- _ACTION ITEM_
Your answer should be every line of the records that contains the word "getFilesDir", copied as it stands.

_ _ _ _

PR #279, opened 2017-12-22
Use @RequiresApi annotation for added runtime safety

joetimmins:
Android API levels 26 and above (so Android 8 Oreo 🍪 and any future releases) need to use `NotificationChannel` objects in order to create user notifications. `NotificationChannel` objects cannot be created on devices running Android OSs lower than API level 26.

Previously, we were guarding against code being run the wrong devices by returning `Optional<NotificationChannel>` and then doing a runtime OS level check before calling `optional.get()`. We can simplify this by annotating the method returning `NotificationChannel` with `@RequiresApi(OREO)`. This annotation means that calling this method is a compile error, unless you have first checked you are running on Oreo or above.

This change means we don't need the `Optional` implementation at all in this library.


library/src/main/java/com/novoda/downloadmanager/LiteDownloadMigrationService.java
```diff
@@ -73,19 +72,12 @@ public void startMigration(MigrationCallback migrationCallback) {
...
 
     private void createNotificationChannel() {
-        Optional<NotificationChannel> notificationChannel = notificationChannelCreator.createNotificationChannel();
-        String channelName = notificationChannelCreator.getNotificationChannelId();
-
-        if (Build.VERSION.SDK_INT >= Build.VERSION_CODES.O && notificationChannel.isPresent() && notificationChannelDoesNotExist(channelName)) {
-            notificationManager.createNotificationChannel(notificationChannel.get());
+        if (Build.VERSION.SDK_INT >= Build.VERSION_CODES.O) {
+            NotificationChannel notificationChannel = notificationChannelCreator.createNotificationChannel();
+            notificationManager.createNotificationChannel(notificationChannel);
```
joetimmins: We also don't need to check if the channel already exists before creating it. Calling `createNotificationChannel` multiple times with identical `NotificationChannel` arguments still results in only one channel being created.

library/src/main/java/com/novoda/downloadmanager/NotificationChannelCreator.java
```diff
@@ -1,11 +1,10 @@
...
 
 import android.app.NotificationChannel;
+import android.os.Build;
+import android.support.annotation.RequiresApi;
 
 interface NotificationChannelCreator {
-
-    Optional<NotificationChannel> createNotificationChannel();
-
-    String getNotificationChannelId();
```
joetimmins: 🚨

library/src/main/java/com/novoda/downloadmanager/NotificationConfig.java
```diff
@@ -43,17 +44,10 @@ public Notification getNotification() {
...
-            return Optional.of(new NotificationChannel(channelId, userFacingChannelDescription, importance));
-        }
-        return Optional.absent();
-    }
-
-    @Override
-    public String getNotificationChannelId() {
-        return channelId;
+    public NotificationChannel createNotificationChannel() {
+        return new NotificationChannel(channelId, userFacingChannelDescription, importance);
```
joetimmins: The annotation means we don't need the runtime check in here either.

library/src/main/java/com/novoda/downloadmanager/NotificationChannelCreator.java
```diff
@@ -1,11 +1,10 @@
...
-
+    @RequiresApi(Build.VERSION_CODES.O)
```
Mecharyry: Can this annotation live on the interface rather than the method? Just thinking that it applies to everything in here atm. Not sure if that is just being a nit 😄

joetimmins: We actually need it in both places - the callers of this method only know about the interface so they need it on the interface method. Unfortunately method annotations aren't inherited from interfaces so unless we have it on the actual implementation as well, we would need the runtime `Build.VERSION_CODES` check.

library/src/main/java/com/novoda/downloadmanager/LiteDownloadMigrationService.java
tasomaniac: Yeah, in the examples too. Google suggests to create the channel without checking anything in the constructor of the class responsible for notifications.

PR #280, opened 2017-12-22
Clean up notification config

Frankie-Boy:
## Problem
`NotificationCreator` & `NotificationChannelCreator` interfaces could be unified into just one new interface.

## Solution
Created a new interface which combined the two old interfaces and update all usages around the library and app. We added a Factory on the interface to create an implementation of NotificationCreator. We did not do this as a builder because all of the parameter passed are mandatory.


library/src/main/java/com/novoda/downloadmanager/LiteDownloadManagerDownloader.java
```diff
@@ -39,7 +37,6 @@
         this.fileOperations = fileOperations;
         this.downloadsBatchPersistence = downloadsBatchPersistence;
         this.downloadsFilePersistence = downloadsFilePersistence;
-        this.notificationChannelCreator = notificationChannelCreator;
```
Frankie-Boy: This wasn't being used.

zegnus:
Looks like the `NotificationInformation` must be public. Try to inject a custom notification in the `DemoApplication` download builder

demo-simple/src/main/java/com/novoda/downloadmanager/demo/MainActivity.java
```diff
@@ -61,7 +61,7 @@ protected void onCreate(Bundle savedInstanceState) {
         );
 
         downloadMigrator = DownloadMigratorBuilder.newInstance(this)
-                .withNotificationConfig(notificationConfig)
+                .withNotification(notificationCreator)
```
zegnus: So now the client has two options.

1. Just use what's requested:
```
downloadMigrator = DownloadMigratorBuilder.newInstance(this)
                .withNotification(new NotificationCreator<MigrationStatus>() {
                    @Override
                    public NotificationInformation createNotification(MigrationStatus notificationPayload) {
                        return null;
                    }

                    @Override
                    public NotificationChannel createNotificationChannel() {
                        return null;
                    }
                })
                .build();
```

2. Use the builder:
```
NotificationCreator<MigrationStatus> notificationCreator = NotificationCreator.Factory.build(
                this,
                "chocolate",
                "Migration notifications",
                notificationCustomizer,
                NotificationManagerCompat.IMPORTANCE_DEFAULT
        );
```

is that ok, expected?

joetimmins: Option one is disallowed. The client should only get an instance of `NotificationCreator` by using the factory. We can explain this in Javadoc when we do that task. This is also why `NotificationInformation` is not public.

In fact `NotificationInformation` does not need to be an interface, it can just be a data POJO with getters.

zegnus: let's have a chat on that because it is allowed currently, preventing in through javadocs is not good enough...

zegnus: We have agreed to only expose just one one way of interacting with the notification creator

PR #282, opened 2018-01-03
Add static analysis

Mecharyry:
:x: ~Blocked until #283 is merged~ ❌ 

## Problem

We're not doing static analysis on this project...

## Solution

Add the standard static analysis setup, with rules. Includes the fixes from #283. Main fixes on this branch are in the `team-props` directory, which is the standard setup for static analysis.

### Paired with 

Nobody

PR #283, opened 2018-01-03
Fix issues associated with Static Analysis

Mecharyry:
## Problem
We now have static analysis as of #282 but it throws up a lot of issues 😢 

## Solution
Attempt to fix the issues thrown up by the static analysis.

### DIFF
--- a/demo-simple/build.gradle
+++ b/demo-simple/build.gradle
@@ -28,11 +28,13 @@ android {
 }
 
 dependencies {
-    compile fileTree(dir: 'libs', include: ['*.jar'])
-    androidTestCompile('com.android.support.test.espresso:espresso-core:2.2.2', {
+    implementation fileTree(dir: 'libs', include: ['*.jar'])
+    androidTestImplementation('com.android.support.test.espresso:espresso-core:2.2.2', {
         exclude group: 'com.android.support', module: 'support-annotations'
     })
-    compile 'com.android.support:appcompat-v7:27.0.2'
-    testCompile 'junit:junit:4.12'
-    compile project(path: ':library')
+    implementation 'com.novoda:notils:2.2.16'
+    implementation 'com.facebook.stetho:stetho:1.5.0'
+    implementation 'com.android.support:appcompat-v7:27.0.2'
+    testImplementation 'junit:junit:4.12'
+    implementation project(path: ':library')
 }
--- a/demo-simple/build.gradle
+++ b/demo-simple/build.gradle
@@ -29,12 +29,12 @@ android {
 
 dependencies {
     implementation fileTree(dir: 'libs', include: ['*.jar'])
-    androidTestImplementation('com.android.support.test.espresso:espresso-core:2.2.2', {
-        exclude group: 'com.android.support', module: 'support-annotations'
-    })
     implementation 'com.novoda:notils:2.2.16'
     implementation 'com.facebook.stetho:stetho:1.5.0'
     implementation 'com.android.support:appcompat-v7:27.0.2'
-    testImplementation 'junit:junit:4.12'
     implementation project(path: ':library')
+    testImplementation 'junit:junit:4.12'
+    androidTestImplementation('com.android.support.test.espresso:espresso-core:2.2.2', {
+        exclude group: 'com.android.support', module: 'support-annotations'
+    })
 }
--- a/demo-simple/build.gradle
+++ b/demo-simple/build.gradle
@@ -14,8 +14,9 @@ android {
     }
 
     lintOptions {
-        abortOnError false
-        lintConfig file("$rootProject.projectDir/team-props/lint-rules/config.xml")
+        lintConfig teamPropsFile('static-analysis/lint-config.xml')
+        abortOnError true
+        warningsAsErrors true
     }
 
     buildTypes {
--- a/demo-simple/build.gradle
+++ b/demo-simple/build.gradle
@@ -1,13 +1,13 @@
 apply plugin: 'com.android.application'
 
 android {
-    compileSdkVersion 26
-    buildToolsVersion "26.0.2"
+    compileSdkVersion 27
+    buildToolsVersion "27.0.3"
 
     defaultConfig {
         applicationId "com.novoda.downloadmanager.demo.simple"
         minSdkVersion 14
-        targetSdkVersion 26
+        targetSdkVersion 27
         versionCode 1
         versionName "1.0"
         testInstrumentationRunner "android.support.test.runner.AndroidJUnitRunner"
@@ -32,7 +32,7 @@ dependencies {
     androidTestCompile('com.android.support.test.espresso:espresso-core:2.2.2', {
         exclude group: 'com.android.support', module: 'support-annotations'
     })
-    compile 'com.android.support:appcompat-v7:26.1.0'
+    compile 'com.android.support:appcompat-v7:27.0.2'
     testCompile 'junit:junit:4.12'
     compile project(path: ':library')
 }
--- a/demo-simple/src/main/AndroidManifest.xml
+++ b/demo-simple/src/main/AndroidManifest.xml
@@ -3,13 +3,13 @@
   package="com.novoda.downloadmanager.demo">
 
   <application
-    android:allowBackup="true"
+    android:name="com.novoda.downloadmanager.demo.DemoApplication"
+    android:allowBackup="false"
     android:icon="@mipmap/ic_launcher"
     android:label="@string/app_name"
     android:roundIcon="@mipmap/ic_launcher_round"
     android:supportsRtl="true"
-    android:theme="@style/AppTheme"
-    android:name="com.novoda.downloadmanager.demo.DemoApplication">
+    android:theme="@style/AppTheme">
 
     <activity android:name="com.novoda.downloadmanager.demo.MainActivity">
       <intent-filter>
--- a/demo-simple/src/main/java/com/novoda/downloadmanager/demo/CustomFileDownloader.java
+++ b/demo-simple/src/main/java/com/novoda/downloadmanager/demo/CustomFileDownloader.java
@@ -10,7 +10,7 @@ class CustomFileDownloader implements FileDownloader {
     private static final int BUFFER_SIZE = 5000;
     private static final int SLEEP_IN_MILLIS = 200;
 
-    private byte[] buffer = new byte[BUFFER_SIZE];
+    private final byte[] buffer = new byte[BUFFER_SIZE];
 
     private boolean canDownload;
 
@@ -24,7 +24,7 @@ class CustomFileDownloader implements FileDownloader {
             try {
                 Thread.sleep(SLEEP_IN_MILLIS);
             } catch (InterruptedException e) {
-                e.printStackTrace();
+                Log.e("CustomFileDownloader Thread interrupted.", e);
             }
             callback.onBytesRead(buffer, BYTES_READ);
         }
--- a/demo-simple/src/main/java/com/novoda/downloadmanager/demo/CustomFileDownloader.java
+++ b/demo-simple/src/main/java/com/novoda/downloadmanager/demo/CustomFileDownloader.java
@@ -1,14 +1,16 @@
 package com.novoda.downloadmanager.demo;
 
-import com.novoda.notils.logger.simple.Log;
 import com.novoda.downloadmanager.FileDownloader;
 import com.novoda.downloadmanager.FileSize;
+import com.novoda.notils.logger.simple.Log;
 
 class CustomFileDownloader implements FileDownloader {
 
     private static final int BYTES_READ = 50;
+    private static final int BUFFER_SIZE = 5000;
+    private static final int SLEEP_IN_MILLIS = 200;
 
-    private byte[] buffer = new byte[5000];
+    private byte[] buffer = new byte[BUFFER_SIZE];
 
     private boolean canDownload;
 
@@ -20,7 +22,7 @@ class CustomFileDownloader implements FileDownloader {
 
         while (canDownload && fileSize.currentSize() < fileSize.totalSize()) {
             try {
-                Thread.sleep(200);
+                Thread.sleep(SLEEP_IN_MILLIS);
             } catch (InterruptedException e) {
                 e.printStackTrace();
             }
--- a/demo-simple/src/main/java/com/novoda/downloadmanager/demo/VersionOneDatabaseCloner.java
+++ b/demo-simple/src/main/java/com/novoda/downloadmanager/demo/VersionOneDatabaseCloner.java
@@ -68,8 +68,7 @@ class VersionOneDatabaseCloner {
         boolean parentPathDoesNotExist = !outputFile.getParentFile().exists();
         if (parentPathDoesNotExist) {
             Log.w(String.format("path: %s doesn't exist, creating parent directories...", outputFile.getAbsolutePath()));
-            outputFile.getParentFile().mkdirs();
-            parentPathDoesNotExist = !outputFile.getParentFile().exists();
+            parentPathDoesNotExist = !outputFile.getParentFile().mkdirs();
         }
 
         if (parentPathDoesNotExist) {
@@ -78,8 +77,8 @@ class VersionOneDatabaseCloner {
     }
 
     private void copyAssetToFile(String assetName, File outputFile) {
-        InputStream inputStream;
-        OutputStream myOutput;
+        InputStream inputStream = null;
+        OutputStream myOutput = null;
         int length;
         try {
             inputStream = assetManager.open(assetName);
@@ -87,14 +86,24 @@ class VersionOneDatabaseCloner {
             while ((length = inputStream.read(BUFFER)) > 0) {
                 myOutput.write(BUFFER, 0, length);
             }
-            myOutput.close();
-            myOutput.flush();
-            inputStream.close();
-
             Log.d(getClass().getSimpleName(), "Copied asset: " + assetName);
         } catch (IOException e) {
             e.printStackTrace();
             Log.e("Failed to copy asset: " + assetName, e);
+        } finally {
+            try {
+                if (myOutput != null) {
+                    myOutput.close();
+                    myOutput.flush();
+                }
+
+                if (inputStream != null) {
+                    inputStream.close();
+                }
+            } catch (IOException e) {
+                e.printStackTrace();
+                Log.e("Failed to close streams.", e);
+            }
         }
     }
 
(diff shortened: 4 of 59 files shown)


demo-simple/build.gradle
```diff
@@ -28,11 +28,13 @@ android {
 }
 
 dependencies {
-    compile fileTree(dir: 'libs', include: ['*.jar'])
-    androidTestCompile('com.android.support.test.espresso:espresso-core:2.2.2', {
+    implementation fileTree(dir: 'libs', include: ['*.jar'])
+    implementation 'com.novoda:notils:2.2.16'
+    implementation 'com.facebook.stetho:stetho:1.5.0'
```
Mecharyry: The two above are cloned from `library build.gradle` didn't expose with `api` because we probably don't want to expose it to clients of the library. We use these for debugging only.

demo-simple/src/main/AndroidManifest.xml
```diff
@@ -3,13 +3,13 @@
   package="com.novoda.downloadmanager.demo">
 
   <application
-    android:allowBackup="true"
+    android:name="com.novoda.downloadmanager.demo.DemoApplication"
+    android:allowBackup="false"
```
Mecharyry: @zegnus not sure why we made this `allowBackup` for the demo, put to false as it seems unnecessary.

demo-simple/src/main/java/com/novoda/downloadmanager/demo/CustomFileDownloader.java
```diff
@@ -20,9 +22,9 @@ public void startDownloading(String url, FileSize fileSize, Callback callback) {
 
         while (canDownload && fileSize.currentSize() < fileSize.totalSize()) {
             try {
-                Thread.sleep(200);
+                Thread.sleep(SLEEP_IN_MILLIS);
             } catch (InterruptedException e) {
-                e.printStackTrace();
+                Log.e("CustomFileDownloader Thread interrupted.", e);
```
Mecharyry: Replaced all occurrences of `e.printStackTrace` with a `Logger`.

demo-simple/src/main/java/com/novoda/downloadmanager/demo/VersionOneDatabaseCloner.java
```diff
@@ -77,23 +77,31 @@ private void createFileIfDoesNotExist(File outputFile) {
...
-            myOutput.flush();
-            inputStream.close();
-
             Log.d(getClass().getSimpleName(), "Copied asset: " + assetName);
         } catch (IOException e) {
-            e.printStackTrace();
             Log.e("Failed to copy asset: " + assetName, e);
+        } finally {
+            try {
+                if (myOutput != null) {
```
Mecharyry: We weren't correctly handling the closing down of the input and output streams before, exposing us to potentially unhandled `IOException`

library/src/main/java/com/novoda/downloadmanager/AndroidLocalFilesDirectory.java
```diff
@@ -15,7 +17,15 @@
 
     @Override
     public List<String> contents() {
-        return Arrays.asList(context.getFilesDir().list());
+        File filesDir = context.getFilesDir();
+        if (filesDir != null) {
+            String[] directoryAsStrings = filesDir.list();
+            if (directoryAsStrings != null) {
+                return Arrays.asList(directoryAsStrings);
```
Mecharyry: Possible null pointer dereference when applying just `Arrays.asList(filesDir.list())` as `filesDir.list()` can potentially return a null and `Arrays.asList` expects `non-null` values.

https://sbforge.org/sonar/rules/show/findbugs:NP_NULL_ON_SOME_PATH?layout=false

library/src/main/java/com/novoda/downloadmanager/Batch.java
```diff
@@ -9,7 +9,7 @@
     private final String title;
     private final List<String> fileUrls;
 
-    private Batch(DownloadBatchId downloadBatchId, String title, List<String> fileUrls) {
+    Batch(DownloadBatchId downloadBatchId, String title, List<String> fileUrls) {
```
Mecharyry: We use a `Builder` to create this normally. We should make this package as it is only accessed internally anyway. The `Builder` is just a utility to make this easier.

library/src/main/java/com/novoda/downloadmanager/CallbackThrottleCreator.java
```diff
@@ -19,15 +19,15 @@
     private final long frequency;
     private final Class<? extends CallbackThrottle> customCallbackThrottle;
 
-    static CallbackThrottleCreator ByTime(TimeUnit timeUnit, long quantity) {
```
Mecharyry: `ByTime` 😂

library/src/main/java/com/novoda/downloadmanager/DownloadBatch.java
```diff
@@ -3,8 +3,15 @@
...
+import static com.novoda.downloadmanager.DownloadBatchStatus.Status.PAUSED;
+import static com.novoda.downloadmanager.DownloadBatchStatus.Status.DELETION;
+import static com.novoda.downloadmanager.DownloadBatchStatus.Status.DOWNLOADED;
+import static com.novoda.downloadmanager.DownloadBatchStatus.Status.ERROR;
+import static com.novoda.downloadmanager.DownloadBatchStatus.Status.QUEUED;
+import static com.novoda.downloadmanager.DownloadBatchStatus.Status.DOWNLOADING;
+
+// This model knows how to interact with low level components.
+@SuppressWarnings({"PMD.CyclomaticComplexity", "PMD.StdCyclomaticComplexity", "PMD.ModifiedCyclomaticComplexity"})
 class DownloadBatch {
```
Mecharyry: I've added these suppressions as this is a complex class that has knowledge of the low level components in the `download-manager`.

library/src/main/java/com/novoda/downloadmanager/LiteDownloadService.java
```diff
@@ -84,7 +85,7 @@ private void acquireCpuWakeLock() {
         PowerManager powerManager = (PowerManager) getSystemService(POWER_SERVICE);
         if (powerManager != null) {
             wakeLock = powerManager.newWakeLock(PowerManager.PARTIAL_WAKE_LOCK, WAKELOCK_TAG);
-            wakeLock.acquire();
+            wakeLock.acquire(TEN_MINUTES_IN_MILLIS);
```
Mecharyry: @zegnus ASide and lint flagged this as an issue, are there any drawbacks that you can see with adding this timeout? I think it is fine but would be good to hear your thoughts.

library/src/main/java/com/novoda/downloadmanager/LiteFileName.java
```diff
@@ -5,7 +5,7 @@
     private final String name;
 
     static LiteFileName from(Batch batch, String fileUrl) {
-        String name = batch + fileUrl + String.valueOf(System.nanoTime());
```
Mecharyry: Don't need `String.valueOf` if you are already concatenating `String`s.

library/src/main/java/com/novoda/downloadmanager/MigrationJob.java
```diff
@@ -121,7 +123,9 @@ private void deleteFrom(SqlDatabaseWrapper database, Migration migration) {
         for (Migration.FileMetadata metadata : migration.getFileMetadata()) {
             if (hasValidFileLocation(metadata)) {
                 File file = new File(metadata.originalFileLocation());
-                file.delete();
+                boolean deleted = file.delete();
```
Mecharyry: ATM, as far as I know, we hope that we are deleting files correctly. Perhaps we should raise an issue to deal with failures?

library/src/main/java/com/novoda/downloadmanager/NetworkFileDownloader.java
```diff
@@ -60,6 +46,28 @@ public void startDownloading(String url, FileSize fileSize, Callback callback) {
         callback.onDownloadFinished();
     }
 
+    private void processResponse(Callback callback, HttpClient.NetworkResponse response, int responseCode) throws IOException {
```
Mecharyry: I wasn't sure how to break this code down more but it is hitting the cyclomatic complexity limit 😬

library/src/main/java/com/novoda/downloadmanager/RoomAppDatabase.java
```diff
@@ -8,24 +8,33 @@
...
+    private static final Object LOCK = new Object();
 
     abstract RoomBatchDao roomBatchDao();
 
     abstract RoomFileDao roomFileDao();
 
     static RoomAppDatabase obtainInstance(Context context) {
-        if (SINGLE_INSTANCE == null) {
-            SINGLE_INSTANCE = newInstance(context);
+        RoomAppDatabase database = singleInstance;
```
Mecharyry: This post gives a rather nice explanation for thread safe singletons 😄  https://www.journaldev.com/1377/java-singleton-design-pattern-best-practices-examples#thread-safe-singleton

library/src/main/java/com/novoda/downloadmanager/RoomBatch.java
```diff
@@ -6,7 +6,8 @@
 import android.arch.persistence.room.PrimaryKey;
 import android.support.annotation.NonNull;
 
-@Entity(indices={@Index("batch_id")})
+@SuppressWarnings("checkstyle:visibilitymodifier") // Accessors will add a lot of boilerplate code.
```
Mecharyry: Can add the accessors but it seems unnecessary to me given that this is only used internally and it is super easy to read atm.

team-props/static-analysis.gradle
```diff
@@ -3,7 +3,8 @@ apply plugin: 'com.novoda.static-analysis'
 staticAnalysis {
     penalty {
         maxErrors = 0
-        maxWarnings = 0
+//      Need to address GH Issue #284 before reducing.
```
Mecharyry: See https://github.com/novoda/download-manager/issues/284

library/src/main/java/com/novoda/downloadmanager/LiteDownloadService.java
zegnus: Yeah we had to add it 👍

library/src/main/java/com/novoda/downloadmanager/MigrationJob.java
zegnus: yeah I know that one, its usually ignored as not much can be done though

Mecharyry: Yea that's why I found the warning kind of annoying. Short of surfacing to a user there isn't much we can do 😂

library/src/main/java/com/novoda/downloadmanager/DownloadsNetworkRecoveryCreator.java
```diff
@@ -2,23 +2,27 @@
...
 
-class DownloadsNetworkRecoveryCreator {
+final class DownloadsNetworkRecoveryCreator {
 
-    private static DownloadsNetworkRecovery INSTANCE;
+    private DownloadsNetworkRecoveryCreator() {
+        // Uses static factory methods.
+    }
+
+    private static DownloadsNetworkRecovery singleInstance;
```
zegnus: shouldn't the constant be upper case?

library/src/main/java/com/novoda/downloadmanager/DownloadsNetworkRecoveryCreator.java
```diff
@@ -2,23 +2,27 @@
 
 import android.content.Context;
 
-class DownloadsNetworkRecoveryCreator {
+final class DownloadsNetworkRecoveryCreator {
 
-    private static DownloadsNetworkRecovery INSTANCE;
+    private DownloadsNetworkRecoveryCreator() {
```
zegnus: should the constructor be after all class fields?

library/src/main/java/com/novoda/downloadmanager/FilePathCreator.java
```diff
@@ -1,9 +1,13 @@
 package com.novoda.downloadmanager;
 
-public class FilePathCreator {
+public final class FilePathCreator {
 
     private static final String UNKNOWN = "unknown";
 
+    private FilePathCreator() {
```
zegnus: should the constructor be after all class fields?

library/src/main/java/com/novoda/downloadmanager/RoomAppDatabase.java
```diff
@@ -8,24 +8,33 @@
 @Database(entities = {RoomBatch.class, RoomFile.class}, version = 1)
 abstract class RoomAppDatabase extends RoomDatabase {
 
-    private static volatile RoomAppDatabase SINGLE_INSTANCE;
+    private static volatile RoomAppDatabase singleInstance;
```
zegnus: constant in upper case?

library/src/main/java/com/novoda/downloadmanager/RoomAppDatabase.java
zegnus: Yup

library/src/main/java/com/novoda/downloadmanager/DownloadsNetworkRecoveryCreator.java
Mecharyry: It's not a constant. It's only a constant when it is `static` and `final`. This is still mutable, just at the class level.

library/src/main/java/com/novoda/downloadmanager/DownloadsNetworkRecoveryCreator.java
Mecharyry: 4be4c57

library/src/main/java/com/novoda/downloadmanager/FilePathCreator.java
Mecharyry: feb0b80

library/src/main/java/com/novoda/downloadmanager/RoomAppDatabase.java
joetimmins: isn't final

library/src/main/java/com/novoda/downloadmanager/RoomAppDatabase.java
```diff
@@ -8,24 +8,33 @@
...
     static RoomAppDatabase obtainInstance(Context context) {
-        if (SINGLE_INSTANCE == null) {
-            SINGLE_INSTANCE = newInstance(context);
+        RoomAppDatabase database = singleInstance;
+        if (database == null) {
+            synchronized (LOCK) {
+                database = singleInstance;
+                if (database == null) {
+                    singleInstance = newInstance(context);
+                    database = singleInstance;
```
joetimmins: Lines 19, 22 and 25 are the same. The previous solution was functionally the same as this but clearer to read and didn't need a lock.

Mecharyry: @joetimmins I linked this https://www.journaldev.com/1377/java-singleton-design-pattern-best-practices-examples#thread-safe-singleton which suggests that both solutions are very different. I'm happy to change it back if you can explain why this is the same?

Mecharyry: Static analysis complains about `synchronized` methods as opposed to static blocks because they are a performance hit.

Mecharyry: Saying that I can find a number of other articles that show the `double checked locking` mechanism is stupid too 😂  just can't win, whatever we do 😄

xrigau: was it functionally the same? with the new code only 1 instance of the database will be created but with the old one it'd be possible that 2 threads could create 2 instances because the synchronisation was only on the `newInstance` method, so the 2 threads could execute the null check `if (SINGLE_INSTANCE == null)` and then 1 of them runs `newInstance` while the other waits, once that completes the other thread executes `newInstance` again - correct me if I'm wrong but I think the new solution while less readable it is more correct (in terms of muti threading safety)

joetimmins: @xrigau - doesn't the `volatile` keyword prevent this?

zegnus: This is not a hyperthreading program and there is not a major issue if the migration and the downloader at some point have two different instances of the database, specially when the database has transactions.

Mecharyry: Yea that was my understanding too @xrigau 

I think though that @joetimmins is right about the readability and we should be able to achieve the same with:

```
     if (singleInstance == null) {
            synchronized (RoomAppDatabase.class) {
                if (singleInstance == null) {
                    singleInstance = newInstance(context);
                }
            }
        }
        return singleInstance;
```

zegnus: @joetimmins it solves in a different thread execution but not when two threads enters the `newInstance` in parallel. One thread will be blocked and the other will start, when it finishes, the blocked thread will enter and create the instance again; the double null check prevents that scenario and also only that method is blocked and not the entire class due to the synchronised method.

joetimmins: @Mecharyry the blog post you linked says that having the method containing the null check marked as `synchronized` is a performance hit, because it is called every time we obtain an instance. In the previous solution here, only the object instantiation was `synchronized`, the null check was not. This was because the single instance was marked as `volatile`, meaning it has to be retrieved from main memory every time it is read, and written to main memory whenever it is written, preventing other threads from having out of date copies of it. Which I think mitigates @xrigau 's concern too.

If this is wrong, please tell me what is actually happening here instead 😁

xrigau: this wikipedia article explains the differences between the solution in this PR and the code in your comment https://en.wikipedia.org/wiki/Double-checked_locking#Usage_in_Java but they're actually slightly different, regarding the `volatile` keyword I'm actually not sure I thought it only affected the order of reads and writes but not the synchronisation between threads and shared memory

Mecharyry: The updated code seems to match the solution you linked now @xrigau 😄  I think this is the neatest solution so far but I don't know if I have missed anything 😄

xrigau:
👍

_ _ _ _

- _SOLUTION TO THE EXERCISE_
-        return Arrays.asList(context.getFilesDir().list());
+        File filesDir = context.getFilesDir();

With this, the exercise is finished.